那少女咦了一声,说道:“姊姊难道不知?”
沈拂衣横了她一眼,冷冷的说道:“托你的福,我醒来时便已被关在了那木屋,如何能知怎地从渡口来到此间?”
那少女欲言又止,忍着笑意说道:“好吧,小妹倒是记得来路,姊姊随我来便是。”
跟着便来拉自己的手,沈拂衣见她神情古怪,暗自起疑,退开半步躲开她的手道:“你要说什么?先说明白再走不迟。

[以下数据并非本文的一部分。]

PR #1858, opened 2022-12-16
[DUOS-2137][risk=no] Send New Researcher Email to SOs

connorlbark:
### Addresses

https://broadworkbench.atlassian.net/browse/DUOS-2137

Sends an email if and only if the SO went from being null to non-null (only the case the first time it was specified, since the UI does not allow unselecting an SO).

----

- Verify all tests go green


quazi-h (approved):
New logic to check for SO before and after an update of user properties looks good to me. Tests for initial SO designation vs SO change are good.

src/main/java/org/broadinstitute/consent/http/service/EmailService.java
```diff
@@ -111,6 +111,7 @@ private void saveEmailAndResponse(
             Writer template) {
         Instant now = Instant.now();
         Instant dateSent = (Objects.nonNull(response) && response.getStatusCode() < 400) ? now : null;
+        System.out.println(template.toString());
```
otchet-broad: Did you mean to log something here?

src/main/resources/freemarker/new-researcher.html
```diff
@@ -0,0 +1,38 @@
+<!DOCTYPE html>
+<html xmlns="http://www.w3.org/1999/xhtml" style="font-family: 'Roboto', sans-serif ;">
+<head>
+    <meta http-equiv="Content-Type" content="text/html; charset=UTF-8">
+    <meta name="viewport" content="width=device-width, initial-scale=1">
+    <title>Broad Data Use Oversight System - Admin - Dataset Approved Notification</title>
```
otchet-broad: That's probably not the correct title for this document.

src/test/java/org/broadinstitute/consent/http/service/EmailServiceTest.java
```diff
@@ -96,4 +122,75 @@ public void testSendDataCustodianApprovalMessage() {
...
+                eq(1234),
+                eq(EmailType.NEW_RESEARCHER.getTypeInt()),
+                any(),
+                eq("""
+                <!DOCTYPE html>
+                <html xmlns="http://www.w3.org/1999/xhtml" style="font-family: 'Roboto', sans-serif ;">
+                <head>
+                    <meta http-equiv="Content-Type" content="text/html; charset=UTF-8">
+                    <meta name="viewport" content="width=device-width, initial-scale=1">
+                    <title>Broad Data Use Oversight System - Admin - Dataset Approved Notification</title>
```
otchet-broad: Incorrect title copy/pasta?

src/test/java/org/broadinstitute/consent/http/service/EmailServiceTest.java
```diff
@@ -96,4 +122,75 @@ public void testSendDataCustodianApprovalMessage() {
...
+                            <td id="userName" align="left" style="border-collapse: collapse; font-family: 'Roboto', sans-serif ; font-size: 22px; color: #777777; text-align: left; line-height: 21px; display: block; font-weight: 500; padding: 25px 30px 20px 30px;">Hello,</td>
+                        </tr>
+                        <tr width="600" style="font-family: 'Roboto', sans-serif ;">
+                            <td align="left" style="border-collapse: collapse; font-family: 'Roboto', sans-serif ; font-size: 16px; color: #777777; text-align: left; line-height: 25px; padding: 0px 30px 20px 30px;">
+                                <p>A researcher from your institution, John Doe, has registered in DUOS and listed you as their Signing Official. In order to request access to data, they will need to be issued a Library Card. Please log in to DUOS here: Broad Data Use Oversight System and review the terms of the Library Card Agreements for this researcher in your Signing Official Console. If you have any questions, please contact <a href="mailto:duos-support@broadinstitute.zendesk.com">duos-support@broadinstitute.zendesk.com</a>.</p>
```
otchet-broad: Should we include a link to DUOS after "here:"?

otchet-broad (changes requested):
Nice work Connor!

Two things I think need to be addressed: 1) The title in the email template seems to be incorrect for the purpose of _this_ message.  2) The template tells the user to log into DUOS "here:" but doesn't seem to include a link to DUOS.  Should it?  See ~ line 25 in new-researcher.html template.

connorlbark:
> Two things I think need to be addressed: 1) The title in the email template seems to be incorrect for the purpose of _this_ message. 2) The template tells the user to log into DUOS "here:" but doesn't seem to include a link to DUOS. Should it? See ~ line 25 in new-researcher.html template.

Good catches. I was a bit forgetful about updating the template. That should all be fixed, and there should be better styling as well.

src/main/java/org/broadinstitute/consent/http/mail/message/NewResearcherMessage.java
```diff
@@ -0,0 +1,20 @@
+package org.broadinstitute.consent.http.mail.message;
+
+import com.sendgrid.helpers.mail.Mail;
+
+import javax.mail.MessagingException;
+import java.io.Writer;
+
+public class NewResearcherMessage extends MailMessage{
```
rushtong: nit, naming. This is actually a new library card request. Something like `NewResearcherLibraryCardMessage` would be more accurate. Same feedback applies to other similarly named files/methods.

src/main/java/org/broadinstitute/consent/http/mail/SendGridAPI.java
```diff
@@ -212,4 +214,9 @@ public Optional<Response> sendDatasetDeniedMessage(String toAddress, Writer temp
         return sendMessage(message);
     }
 
+    public Optional<Response> sendNewResearcherMessage(String toAddress, Writer template) throws MessagingException {
+        Mail message = newResearcherMessage.newResearcherMessage(toAddress, fromAccount, template);
+        return sendMessage(message);
+    }
```
rushtong: I can't find any usages of this method.

src/main/java/org/broadinstitute/consent/http/service/EmailService.java
```diff
@@ -330,6 +330,20 @@ public void sendDatasetDeniedMessage(User user,
         );
     }
 
+    public void sendNewResearcherMessage(User researcher,
+                                         User signingOfficial) throws Exception {
+        Writer template = templateHelper.getNewResearcherTemplate(researcher.getDisplayName(), this.SERVER_URL);
+        Optional<Response> response = sendGridAPI.sendDatasetDeniedMessage(signingOfficial.getEmail(), template);
```
rushtong: Copy/paste error?

src/main/java/org/broadinstitute/consent/http/service/UserService.java
```diff
@@ -88,13 +91,32 @@ public User updateUserFieldsById(UserUpdateFields userUpdateFields, Integer user
             if (Objects.nonNull(userUpdateFields.getEraCommonsId())) {
                 userDAO.updateEraCommonsId(userId, userUpdateFields.getEraCommonsId());
             }
+
+            Integer soIdBeforeUpdate = this.getSigningOfficialForUser(userId);
```
rushtong: nit, unnecessary `this.`, here and on line 104

src/main/java/org/broadinstitute/consent/http/service/UserService.java
```diff
@@ -35,6 +35,7 @@
 import java.util.Date;
 import java.util.List;
 import java.util.Objects;
+import java.util.Optional;
```
rushtong, line 38: unused

src/main/java/org/broadinstitute/consent/http/service/UserService.java
```diff
@@ -117,6 +139,10 @@ public User updateUserFieldsById(UserUpdateFields userUpdateFields, Integer user
         return findUserById(userId);
     }
 
+    public void notifySigningOfficial(UserUpdateFields update, Integer userId) {
+
+    }
```
rushtong: Unused and empty

src/main/java/org/broadinstitute/consent/http/service/UserService.java
```diff
@@ -342,6 +368,29 @@ public void insertUserRoles(List<UserRole> roles, Integer userId) {
...
 
+    private Integer getSigningOfficialForUser(Integer userId) {
+        List<UserProperty> props =
+                userPropertyDAO.findUserPropertiesByUserIdAndPropertyKeys(
+                        userId,
+                        List.of(UserFields.SELECTED_SIGNING_OFFICIAL_ID.getValue())
+                );
+
+        if (props.size() == 0) {
+            return null;
```
rushtong: I generally try to avoid using null as a state (and am guilty of doing this myself). If we find ourselves needing it, try returning `Optional<T>` instead so that callers can know that the method may or may not have a valid value.

src/main/java/org/broadinstitute/consent/http/service/UserService.java
```diff
@@ -342,6 +368,29 @@ public void insertUserRoles(List<UserRole> roles, Integer userId) {
...
+        }
+
+        UserProperty soIdProp = props.get(0);
+
+        int soId;
+        try {
+            soId = Integer.parseInt(soIdProp.getPropertyValue());
+        } catch (NumberFormatException e) {
+            return null;
+        }
```
rushtong: I think we have another error case here which is if we don't have an actual user matching the id.

src/test/java/org/broadinstitute/consent/http/service/EmailServiceTest.java
```diff
@@ -106,10 +131,81 @@ public void testSendDataCustodianApprovalMessage() {
...
+        verify(emailDAO, times(1)).insert(
+                eq("1234"),
+                eq(null),
+                eq(1234),
+                eq(EmailType.NEW_RESEARCHER.getTypeInt()),
+                any(),
+                eq(
+                """
+                <!DOCTYPE html>
+                <html xmlns="http://www.w3.org/1999/xhtml" style="font-family: 'Roboto', sans-serif ;">
```
rushtong: I would lean towards not checking for the actual email content - this leads to brittle testing. The service call really only cares that it send **_some_** message to sendgrid. Looking at the contents of the message is going beyond the boundaries of the tested method call. If you want to test the actual content, we can do that in the test that creates the message itself, i.e. the template helper call.

src/test/java/org/broadinstitute/consent/http/service/EmailServiceTest.java
```diff
@@ -106,10 +131,81 @@ public void testSendDataCustodianApprovalMessage() {
...
+
+        User so = new User();
+        user.setEmail("fake_email@asdf.com");
+        try {
+            service.sendNewResearcherMessage(user, so);
+        } catch (Exception e) {
+            fail("Should not fail sending message: " + e);
+        }
+
+        verify(sendGridAPI, times(1)).sendDatasetDeniedMessage(any(), any());
```
rushtong: This is the wrong call to be verifying, see earlier comments.

rushtong (changes requested):
See comments inline, thank you!

src/test/java/org/broadinstitute/consent/http/service/EmailServiceTest.java
connorlbark: Hmm, sure. I can move this to a template helper call; I think here makes sense, too, but I don't feel strongly. I do, however, feel strongly that we do check it - before we never did check message content and I always felt weird about adding new emails / changing template content, since it was a manual test process.

rushtong: > I do, however, feel strongly that we do check it

I'm not advocating for NOT checking it, I'm advocating for respecting the boundaries of the current method under test. `service.sendNewResearcherMessage` does not care what the content is, it just delegates the message to another class. The place for testing the html content is the method that generates that content which is `templateHelper.getNewResearcherTemplate`

src/test/java/org/broadinstitute/consent/http/service/EmailServiceTest.java
```diff
@@ -106,10 +135,41 @@ public void testSendDataCustodianApprovalMessage() {
...
+        User so = new User();
+        user.setEmail("fake_email@asdf.com");
+        try {
+            service.sendNewResearcherMessage(user, so);
+        } catch (Exception e) {
+            fail("Should not fail sending message: " + e);
+        }
+
+        verify(sendGridAPI, times(1)).sendNewResearcherLibraryRequestMessage(any(), any());
+        verify(templateHelper, times(1)).getNewResearcherLibraryRequestTemplate("John Doe", serverUrl);
```
connorlbark, line 136: I added this in place of checking that the template was right, in addition to the new template test. My main concern was that we don't know if the template was being generated "correctly" with the right arguments... this alleviates that.

src/main/java/org/broadinstitute/consent/http/mail/message/NewResearcherLibraryRequestMessage.java
```diff
@@ -0,0 +1,20 @@
...
+    private final String NEW_RESEARCHER = "New Library Card Request in DUOS";
+
+    public Mail newResearcherLibraryRequestMessage(String toAddress, String fromAddress, Writer template) throws MessagingException {
+        return generateEmailMessage(toAddress, fromAddress, template, null, null);
+    }
+
+    @Override
+    String assignSubject(String referenceId, String type) {
+        return NEW_RESEARCHER;
+    }
```
rushtong, line 19: Not your code, so this is not a request for a change. I'm not thrilled with this pattern of passing in nulls and overriding `assignSubject`. We really should refactor this to be less brittle.

src/main/java/org/broadinstitute/consent/http/resources/UserResource.java
```diff
@@ -18,6 +18,7 @@
 import org.broadinstitute.consent.http.models.Error;
 import org.broadinstitute.consent.http.service.AcknowledgementService;
 import org.broadinstitute.consent.http.service.DatasetService;
+import org.broadinstitute.consent.http.service.EmailService;
```
rushtong: Unused

src/main/java/org/broadinstitute/consent/http/service/UserService.java
```diff
@@ -342,6 +364,31 @@ public void insertUserRoles(List<UserRole> roles, Integer userId) {
...
+
+        int soId;
+        try {
+            soId = Integer.parseInt(soIdProp.getPropertyValue());
+        } catch (NumberFormatException e) {
+            return Optional.empty();
+        }
+
+
+
```
rushtong: minor nit: lots of white space

src/test/java/org/broadinstitute/consent/http/mail/freemarker/FreeMarkerTemplateHelperTest.java
```diff
@@ -121,6 +121,55 @@ public void testGetClosedDatasetElectionsTemplate() throws Exception {
         assertTrue(parsedTemplate.getElementById("userName").text().equals("Hello Admin!"));
     }
 
+    @Test
+    public void testGetNewResearcherLibraryRequestTemplate() throws Exception {
+        Writer template = helper.getNewResearcherLibraryRequestTemplate("John Doe", "http://localhost:8000/#/");
+        String templateString = template.toString();
+
+        assertEquals(
```
rushtong: I think this could be a much simpler test. What we really care about here is that we _**don't**_ have the replacement variables and instead we _**do**_ have the replacement text. If we tested that `templateString` did not contain two things and that `templateString` did contain the replacements, you wouldn't need to essentially copy the entire contents of the email here.

src/test/java/org/broadinstitute/consent/http/service/EmailServiceTest.java
```diff
@@ -80,14 +96,27 @@ private void initService() {
...
+
+        openMocks(this);
+
+        FreeMarkerConfiguration fmConfig = new FreeMarkerConfiguration();
+        fmConfig.setDefaultEncoding("UTF-8");
+        fmConfig.setTemplateDirectory("/freemarker");
+        templateHelper = spy(new FreeMarkerTemplateHelper(fmConfig));
+        service = new EmailService(collectionDAO, consentDAO, voteDAO, electionDAO, userDAO,
+                emailDAO, sendGridAPI, templateHelper, serverUrl);
     }
```
rushtong: Given that we need two different set ups to test these cases, I think this might be enough to move these tests to a separate test class.

src/test/java/org/broadinstitute/consent/http/service/UserServiceTest.java
```diff
@@ -135,6 +142,125 @@ public void testUpdateUserFieldsById() {
...
+            UserUpdateFields fields = new UserUpdateFields();
+            fields.setSelectedSigningOfficialId(1);
+
+            assertEquals(1, fields.buildUserProperties(user.getUserId()).size());
+            service.updateUserFieldsById(fields, user.getUserId());
+        } catch (Exception e) {
+            fail(e.getMessage());
+        }
+        // We added 3 user property values, we should have props for them:
+        verify(userDAO, times(0)).updateDisplayName(any(), any());
```
rushtong: Minor suggestion: `times(0)` can also be `never()`

rushtong (commented):
See comments inline, this looks good. I think the biggest concern I have is the complication of `EmailServiceTest` - I think we can clean that up with a separate suite of tests that require a more customized initialization.

src/test/java/org/broadinstitute/consent/http/mail/freemarker/FreeMarkerTemplateHelperTest.java
connorlbark: Ok so I personally like that you have the entire email here. Understandably, the code gets bloated. However, it's very easy to check how it actually renders. If I want to know what the email looks like, I just check this. Otherwise, to test styling, links, etc, I would have to manually put in the replacement variables, which allows for human error and slower testing, and if the email accidentally changes and style breaks, we don't know that. Having the code this way makes it very easy to see how the email renders, and ensure that styling never breaks (unless intentional). Perhaps, we could clean this up by putting this in its own file.

rushtong: > if the email accidentally changes and style breaks, we don't know that

We'll still not know if styles break - in practice, any changes to the template file will be copied here just to make the tests pass. Philosophically, we're going beyond the unit test by expecting things like styling to "work", so to speak. What I think you want is something that tests `new-researcher-library-request.html` and only the content of that file, which is not in the scope of this unit test. The boundary around `getNewResearcherLibraryRequestTemplate` is in two variables, the name and the url, so that's what a unit test around this method should be testing.

connorlbark: >  Philosophically, we're going beyond the unit test by expecting things like styling to "work", so to speak

Sure, but we would still be checking the content of the file right? We would still be rendering the HTML and checking that the content is replaced properly. If it is in the scope of the test to check the raw content of the HTML, I don't see why styling isn't also included with that. I would argue that styling is an aspect of rendering, and here are the tests to ensure proper rendering, styling and replacement both included.

Either way, we don't have any other place to check that... I am ok putting this elsewhere if you prefer. 

As far as copying and pasting, I think that forcing the programmer to copy over the template and change the variables forces them to actively make the decision to not check that the HTML renders properly, which I think would be strange. As opposed to, the template changes, and then the person testing has to manually make those changes to test the final rendered email, if they even notice the diff changes, which is subject to a multitude of human errors. Basically, I feel like there has to be some place that we can make sure the final email is all good, and I don't see where that would be other than here. And I don't feel comfortable _not_ having that for emails going forward, because it adds friction to testing something that actual users in production will see.

Idk though, maybe I'm off base here. If you feel strongly, I can change it to match other tests in this class.

src/test/java/org/broadinstitute/consent/http/service/EmailServiceTest.java
connorlbark: Turns out i was being silly and I didn't need two different setups, so this should be all good now.

src/test/java/org/broadinstitute/consent/http/mail/freemarker/FreeMarkerTemplateHelperTest.java
rushtong: I'm not against testing the content - I'm advocating for proper testing boundaries around methods. What I think you're doing here is conflating the need for testing style with the right place to make that test. The unit test of `getNewResearcherLibraryRequestTemplate` doesn't have any concerns about the styling of the template. By adding additional styling logic to a test for **_that_** method makes the test do double duty which is what I'm trying to avoid. 

My suggestion is to isolate the testing for this method to what the method cares about. Secondly, if we really want to test the styling, then create a separate test that reads `new-researcher-library-request.html`, does variable interpolation on it, and ensures that it works the way we want it to.

src/test/java/org/broadinstitute/consent/http/mail/freemarker/FreeMarkerTemplateHelperTest.java
```diff
@@ -125,48 +126,25 @@ public void testGetClosedDatasetElectionsTemplate() throws Exception {
...
         String templateString = template.toString();
+        final Document parsedTemplate = getAsHtmlDoc(templateString);
+
+        assertTrue(parsedTemplate.title().equals("Broad Data Use Oversight System - New Researcher Library Request"));
+
+        assertTrue(
+                parsedTemplate
+                        .getElementById("content")
+                        .text()
+                        .contains("A researcher from your institution, John Doe, has registered in DUOS"));
```
rushtong, line 137: I think this is a great solution to previous concerns!

rushtong (approved):
Thank you for the changes! 👍🏽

”
那少女笑了笑,说道:“姊姊不必多心。我见姊姊容色绝丽,本想卖个关子,让姊姊亲我一口,又怕姊姊生气,这才忍住不说。”
沈拂衣脸上一红,正要斥责,那少女先笑道:“姊姊你瞧,是你让我说明白的,你可不许生气。”
沈拂衣又好气又好笑,自己三年来缉捕凶犯无数,却也没见过这少女这般奸猾惫懒的人物,一时间无可奈何,只好板起脸说道:“罢了,你休要再胡言乱语,快走。”
那少女眼波流转,轻笑一声,又伸过手来。
沈拂衣自记事起,便只在幼时牵过父亲沈江和大姊沈归云之手,犹记得父亲手掌宽厚粗糙,大姊手掌温柔光滑,后来年岁渐长,大姊出嫁,身边皆是叔伯辈分的捕快,便再未与人牵手。
见少女伸手来牵,微一犹豫,便已被她拉住,双手一触,心底微微生出一丝异样,只觉这少女手掌纤细滑腻,掌心却是一片冰凉,全不似习武之人中气充盈该有的温热。
但少女却并未像她这般生出许多心思,沈拂衣见她带着自己在林间穿行,虽是步履轻盈,身法敏捷,但更多出自少女本身的轻巧,并非内功或轻功加持。